Source records:
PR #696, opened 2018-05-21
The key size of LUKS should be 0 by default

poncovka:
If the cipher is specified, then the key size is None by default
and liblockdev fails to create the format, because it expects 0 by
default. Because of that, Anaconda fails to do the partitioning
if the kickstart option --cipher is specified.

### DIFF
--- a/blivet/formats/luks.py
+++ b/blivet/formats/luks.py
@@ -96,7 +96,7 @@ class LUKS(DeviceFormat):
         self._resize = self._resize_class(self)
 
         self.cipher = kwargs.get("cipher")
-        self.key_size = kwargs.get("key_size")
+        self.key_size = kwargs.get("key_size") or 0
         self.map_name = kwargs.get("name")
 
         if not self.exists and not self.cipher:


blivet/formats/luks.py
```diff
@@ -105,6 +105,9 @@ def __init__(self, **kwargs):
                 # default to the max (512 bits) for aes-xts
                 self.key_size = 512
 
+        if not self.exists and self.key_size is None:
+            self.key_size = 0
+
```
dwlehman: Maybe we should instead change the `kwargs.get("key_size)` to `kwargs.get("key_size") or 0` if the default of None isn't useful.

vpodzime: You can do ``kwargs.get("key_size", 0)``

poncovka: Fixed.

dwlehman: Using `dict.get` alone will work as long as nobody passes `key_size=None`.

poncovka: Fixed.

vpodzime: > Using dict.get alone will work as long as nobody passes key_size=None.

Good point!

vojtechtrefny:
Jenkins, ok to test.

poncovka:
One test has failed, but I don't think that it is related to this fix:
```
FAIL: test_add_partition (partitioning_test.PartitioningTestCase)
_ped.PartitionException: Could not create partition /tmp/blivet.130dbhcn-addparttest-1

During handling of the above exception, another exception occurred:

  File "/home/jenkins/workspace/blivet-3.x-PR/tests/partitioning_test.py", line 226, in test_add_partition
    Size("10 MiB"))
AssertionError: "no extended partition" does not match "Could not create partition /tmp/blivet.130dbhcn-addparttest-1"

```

PROMPT:
Reproduce every line from the entries that holds the word "addparttest".

TASK RESULT:
_ped.PartitionException: Could not create partition /tmp/blivet.130dbhcn-addparttest-1
AssertionError: "no extended partition" does not match "Could not create partition /tmp/blivet.130dbhcn-addparttest-1"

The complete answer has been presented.